PR #491, opened 2024-01-07
improve TDB build tests

damonmcc:
## why

We been running end-to-end tests for Template DB whenever Template DB is built as a test. They were meant to ensure that certain expectation of the build were being met: certain tables and files exist.

With table testing via `dbt` in place, some of these tests are redundant and can be removed.

## changes

See commits in order for changes. notable chanegs:
- [move dbt calls to more sensible places](https://github.com/NYCPlanning/data-engineering/pull/491/commits/5b8a990c62dcd493daf240f9a8324eb57e0f64d8)
- [model and test intermediate tdb tables](https://github.com/NYCPlanning/data-engineering/pull/491/commits/1eaef43d6dff8e6181d505aa4318a1280b18a635)

## notes
- This is still **not** using dbt to transform data. This is still modeling and testing, something that we could sooner introduce to real product builds.
- Logs [here](https://github.com/NYCPlanning/data-engineering/actions/runs/7442948223/job/20247124058#step:9:100) show the results of testing intermediate tables


products/template/sql/_intermediate_models.yml
```diff
@@ -0,0 +1,53 @@
...
+    columns:
+      - name: library_name
+        tests:
+          - not_null
+      - name: borough
+      - name: wkb_geometry
+    tests:
+      - unique:
+          name: libraries_unique_compound_key
+          column_name: "(library_name || '-' || borough)"
```
fvankrieken, line 15: Just chatted in person, but this syntax is awkward (and as it turns out, doesn't quite work as expected) compared with dbt_utils.unique_combination_of_columns

products/template/tests/test_build.py
```diff
@@ -6,22 +6,6 @@
...
-        "lpc_landmarks",
-    ]
-    actual_tables = PG_CLIENT.get_schema_tables()
-    for table in expected_source_tables:
-        assert table in actual_tables
-
-
 # * test Transform stage
 @pytest.mark.end_to_end()
 def test_transform_staging():
```
fvankrieken, line 11: Would you want dbt to cover this as well?

products/template/sql/_intermediate_models.yml
damonmcc: will drop use of the built-in unique test for compound keys

products/template/tests/test_build.py
damonmcc: true, I just chose to start with the output-end and save these for later. the [`_sources.yml`](https://github.com/NYCPlanning/data-engineering/blob/dm-e-to-e-product-test/products/template/sql/_sources.yml#L11) is also incomplete

happy to cover all tables in this PR if it seems worth it

fvankrieken: Nah totally up to you

damonmcc: I'll hold off on covering all staging and source tables

fvankrieken (approved):

products/template/build_scripts/transform.py
```diff
@@ -37,6 +37,7 @@ def _invoke_dbt(run_args=list[str]):
 
 
 def staging():
+    _invoke_dbt(["test", "--select", "source:*"])
```
sf-dcp, line 40: came here to say I like new fn names 👏

sf-dcp:
@damonmcc, do you know if it's possible to customize dbt logs? I feel like removing `[RUN]` logs and just keeping result ones (`[PASS]` or `[FAIL]`) would make it cleaner.

image

products/template/build_scripts/transform.py
```diff
@@ -37,30 +37,27 @@ def _run_dbt_step(run_args=list[str]):
...
-    _run_dbt_step(["test", "--select", "templatedb"])
-    _run_dbt_step(["test", "--select", "aggregation"])
+    _execute_sql_script("product/templatedb")
+    _execute_sql_script("product/aggregation/templatedb_boroughs")
+    _invoke_dbt(["test", "--select", "product.templatedb"])
+    _invoke_dbt(["test", "--select", "product.aggregation"])
 
 
 if __name__ == "__main__":
+    _invoke_dbt(["deps"])
```
sf-dcp, line 59: How does line 59 work? Trying to understand package management between our env and the `template
/packages.yml` file

products/template/build_scripts/transform.py
```diff
@@ -37,30 +37,27 @@ def _run_dbt_step(run_args=list[str]):
...
 
 
 def intermediate():
-    _run_step("libraries")
-    _run_step("green_spaces")
-    _run_step("historic_landmarks")
+    _execute_sql_script("libraries")
+    _execute_sql_script("green_spaces")
+    _execute_sql_script("historic_landmarks")
+    _invoke_dbt(["test", "--select", "libraries green_spaces historic_landmarks"])
```
sf-dcp, line 48: How does dbt know where to look for models? For `intermediate` step, your data contract is in `sql` dir. For `product`, it's in `product` dir.

products/template/build_scripts/transform.py
damonmcc: this is testing the source tables, which were created during data loading

products/template/build_scripts/transform.py
damonmcc: the [`dbt_project.yml`](https://github.com/NYCPlanning/data-engineering/blob/dm-e-to-e-product-test/products/template/dbt_project.yml#L0-L1) file tells dbt where all model files live via `model-paths: ["sql"]` ([docs](https://docs.getdbt.com/reference/project-configs/model-paths))

and two notes on how dbt knows where to look:
- 100% agree that those intermediate queries and their yml files (they may be called [`properties.yml`](https://docs.getdbt.com/reference/configs-and-properties) files) could be in a named subdirectory to group things together. I just erred on the side of not changing too much in this pass
- there are many many ways to select certain models or tests (node selection syntax  [docs](https://docs.getdbt.com/reference/node-selection/syntax)). in this case, I explicitly listed the model names. so dbt finds and runs all tests related to those model

products/template/build_scripts/transform.py
damonmcc: it parses a project's `packages.yml` file and installs the listed packages in the same directory as that project. so since I've run this locally, I have a folder that's `template/dbt_packages/dbt_utils/` so the project can use `dbt_utils`

this may be more ideal to do during build environment setup, but it has to be specific to the dbt project (the folder `products/template`)

PR #2595, opened 2026-09-02
Import product-metadata changes for PLUTO metadata project

jackrosacker:
*part 2 of #2312*

### What
Completes the deferred second half of #2312: ports PLUTO GDB metadata overrides into this repo's product-metadata/, corrects a few issues, and deletes the interim test fixture #2312 left in place.

### Why
The product-metadata repo was migrated into data-engineering while I was working on this PLUTO metadata project. This required a second PR to port over the p-m changes for the PLUTO metadata workstream.

### How

`product-metadata/products/pluto/pluto/metadata.yml`:

- Added GDB file entries with layer declarations.
- Added per-format Esri type overrides across all base columns, verified against datasets that we actually publish — which also caught a naming bug where several GDB overrides had inherited shapefile-truncated field names instead of the real ones.
- Removed a handful of stale, no-longer-published columns.

`product-metadata/metadata.yml`:

- Projection switched to the EPSG authority:code format.

### Tests:

- Retired the interim mock fixture and pointed PLUTO's tests at the real repo.
- Brought PLUTO's coverage up to parity with colp's existing standard (both file formats, zip/nonzip, with/without pre-existing metadata).

### What's next

Unfortunately the output metadata from the `write_metadata` CLI command is a little mangled and requires additional work to untangle. I'd still like to merge this PR to fix the p-m YAML changes in place in this repo, and will them come back to improve the outputs.


alexrichey (changes requested):
Is it possible to use the `product-metadata/products/test/` product? (or `product-metadata/products/test_dcpy/` ... hadn't noticed that there were two, but I think we should combine them at some point). It's sort of a pedantic, small thing, but in general we don't want `dcpy` to know anything about our actual products. 

Then bonus points: absolutely not required, but we have the full capability of jinja templating in the product metadata files. Is it possible to use that to remove some of the duplication in the newly added rows?

jackrosacker:
Ready again @alexrichey. Swapped tests over to `product-metadata/products/test_dcpy/`, and reduced field override duplication in the PLUTO `metadata.yml` with a YAML anchor.

Next steps on the following PR will be untangling the output of the `write_metadata` command, cleaning up the PLUTO YAML to serve as a primary reference so we can port the changes to other products, and then wiring all of this into the PLUTO build.

alexrichey (approved):
LGTM!

PR #2602, opened 2026-09-04
Filter out LPC landmarks with no geometry, add data-quality guardrail

alexrichey:
~0.4% of lpc_landmarks records (historic districts, interior landmarks, and multi-site designations) have no geometry in the source archive. This was failing not_null tests on int_spatial__all downstream (historic_resources, historic_resources_adj, shadow_hist_resources), showing up as a nightly build failure. Filter these out in staging, and add a percent_not_null guardrail test so a bigger jump in the null share doesn't go unnoticed.


alexrichey:
@damonmcc FYI, this should fix the nightly build. Though there is one extra issue that may be a race-condition, and may still fail

Issue #2549, opened 2026-08-07
create LIFT data product


damonmcc:
We're adding columns to DCAS's LIFT table:
- DRI Tier
- Capital Projects Total Project count
- Capital Projects Total Spent
- 2020 Census Tract
- NTA

This data is related to the Land Inventory Fast Track (LIFT) task force ([storymap](https://storymaps.arcgis.com/stories/afce9e93d79847608fc846878e17db8e)). it's a list of the "invetory" of city-controlled land that is suitable for housingm development

DCAS's LIFT table has 106 columns and ~15K rows. each row seems to be a lot

we'd love to build the pipeline to produce the entire LIFT table, but for now we're just adding fields to the latest manually created table

# data model

## inputs
- DCAS LIFT
- MapPLUTO
- EDDE DRI
- 2020 Census Tracts to 2020 NTAs and CDTAs Equivalency 
- CPDB

## outputs
- DCP LIFT

# notes

`LIFT_DCAS_Data Fields_20260807` is the last excel file we got from DCAS and is called the "updated DCAS LIFT table". it has 106 columns

`LIFT Master Fields Other Data Sources 20260622` is a list of fields suggested by LIFT agencies earlier this year

since CPDB is a snapshot of the budget, should be clear that any capital project data is related to projects in the latest budget not all-time data

EDDE DRI data is NTA-level and PLUTO doesn't have an NTA column. we need to relate DRIs to tracts to lots

damonmcc:
shared data with DCAS. awaiting DCAS/City Hall follow-up on:
- usability of the new columns
- their need/desire to formalize updates to the dataset via DCP DE pipeline

damonmcc:
we've discussed plans with @croswell81 and DCAS

our short-term goals:
- automate the generation of the LIFT excel file using the source data we currently have (e.g. joined IPIS data and LIFT tracker fields from the LIFT dataset)
- start adding the requested additional fields

our long-term goals
- generate the LIFT excel file using all source data
- develop a dashboard to meet City Hall's needs (e.g. a password protected map of LIFT data)

next steps
1. share plans with City Hall
2. build the short-term pipeline
3. get source data from City Hall (LIFT tracker)
4. get source data from HPD for additional fields
5. get Community District AHFT rankings
6. decide on DCAS data transfer method

dataset details
- source data systems are: DCAS IPIS, DCP datasets (PLUTO, CPDB, DRI, etc.), City Hall LIFT tracker
[...]

PR #2611, opened 2026-09-08
add lift data dictionary and restructure the readme

damonmcc:
related to #2549 

- add latest DCAS LIFT data dictionary excel and convert it to a csv
- update README to improve structure, include latest data product design, and drop artifacts of builds/investigations


alexrichey (approved):
Thanks!

Issue #2613, opened 2026-09-09
Stale library files left in latest/ shadow ingest output


damonmcc:
Ingest writes only `{id}.parquet` and `config.json` to a dataset's `latest/` folder. It doesn't clear what was there before, so every dataset that library ever archived still has that library output sitting in `latest/` next to the current parquet.

81 of 216 ingest datasets have library leftovers in `latest/` (`.sql`, `.csv`, `config.yml`). For 66 of them the leftover `.sql` is older than the parquet, sometimes by most of a year:

- `dcp_developments` — latest `26Q2`, parquet 2026-08-31, `.sql` 2025-11-20
- `dcp_housing` — latest `26Q2`, parquet 2026-08-25, `.sql` 2025-04-01
- `dcp_facilities` — latest `26v1`, parquet 2026-07-17, `.sql` 2025-07-21

That's not only clutter. `RECIPE_FILE_TYPE_PREFERENCE` (`dcpy/lifecycle/builds/plan.py:35`) is `[pg_dump, parquet, csv]`, so a consumer that doesn't set `file_type` explicitly resolves to the stale `.sql`, loads old data, and records the current version against it.

Hit this for real in #2608: pluto reads `doitt_zipcodeboundaries` with no `file_type`, `latest` had just moved to a new ingest archive, and the leftover `.sql` was from a version three years earlier. Worked around it there with an explicit `file_type: parquet`, but the general fix is for ingest to clear non-ingest files from `latest/` when it archives, plus a one-time sweep of the 81.

`admin/ops/library_to_ingest_status_csv.py` already flags this per dataset in the `stale_library_files_in_latest` column.

damonmcc:
**TLDR** — `latest/` accumulates files instead of being replaced, so a library `.sql` left beside a new parquet silently wins file-type resolution. Two one-line-ish fixes in #2618 stop it recurring. For the 81 datasets already in that state, 45 just need `latest/` cleared, 6 need library files moved to `<version>_library/` first, and 30 need a rename plus an ingest run. A script does the first two and verifies every file it deletes exists elsewhere. Avoid `--overwrite` on library-era versions: it destroys library's `config.json` and `.parquet`.

---

Two code changes and a sweep, in that order. Prototyped in #2618.

**1. `latest/` should be replaced, not added to.**

[...]

PR #2618, opened 2026-09-10
replace latest instead of adding to it

damonmcc:
part of #2613

`latest/` accumulates instead of being replaced. `_push` writes two files into it and leaves whatever else is there, so a library-era `.sql` ends up beside the new parquet and wins `RECIPE_FILE_TYPE_PREFERENCE`, which matches on extension alone. Consumers without an explicit `file_type` then silently keep reading the older archive. That bit three times in #2614. Pushing `latest/` as a folder replaces it wholesale, reusing the replace semantics `PathedStorageConnector.push` already has for directories.

`--latest` also needs to work on its own. Archival is skipped when a version already exists with unchanged data, and `latest` was only ever written inside that push, so re-running with `--latest` could leave the pointer on an older version and still report success.

Neither change helps a dataset that isn't re-ingested, so `admin/ops/clear_library_files_from_latest.py` handles the 81 existing folders. It reports by default and sorts them three ways:

- **clear_latest (45)** — `<version>/` is already clean, so only `latest/` needs clearing
- **mixed_version (6)** — `<version>/` is mixed too, so library files move to `<version>_library/` first
- **needs_ingest (30)** — never archived through ingest; needs a rename plus an ingest run, so `--apply` leaves these alone

Before deleting anything from `latest/` it checks each file has a byte-identical copy in a version folder, and skips any that doesn't. `latest/` is a copy of some archive, so that should always hold, but it's the one way this could actually lose data.

All 6 `mixed_version` datasets got that way from `--overwrite`, four of them during #2614. Worth knowing that flag is lossy rather than just messy: it replaces only the files ingest writes, so library's own `config.json` and `.parquet` are overwritten while its `.sql` and `.csv` survive.

### DIFF
--- a/admin/ops/clear_library_files_from_latest.py
+++ b/admin/ops/clear_library_files_from_latest.py
@@ -14,16 +14,17 @@ Datasets fall into three cases, and only the first is safe to fix by clearing:
                  still exists in its own version folder, so clearing loses nothing.
 
   mixed_version  `latest/` holds an ingest config but `<version>/` is mixed too. Caused
-                 by `--overwrite`, which replaces only the files ingest writes. Clearing
-                 `latest/` would leave `<version>/` still resolving to the `.sql`, so
-                 these want a re-ingest at a fresh version instead.
+                 by `--overwrite`, which replaces only the files ingest writes. The
+                 library files move to `<version>_library/` so both folders come out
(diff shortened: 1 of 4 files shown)


alexrichey (approved):
LGTM!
● ● ●
Directions:
Copy out, from the data above, each line where the string "overrides" is present.

Reply to the task:
Completes the deferred second half of #2312: ports PLUTO GDB metadata overrides into this repo's product-metadata/, corrects a few issues, and deletes the interim test fixture #2312 left in place.
- Added per-format Esri type overrides across all base columns, verified against datasets that we actually publish — which also caught a naming bug where several GDB overrides had inherited shapefile-truncated field names instead of the real ones.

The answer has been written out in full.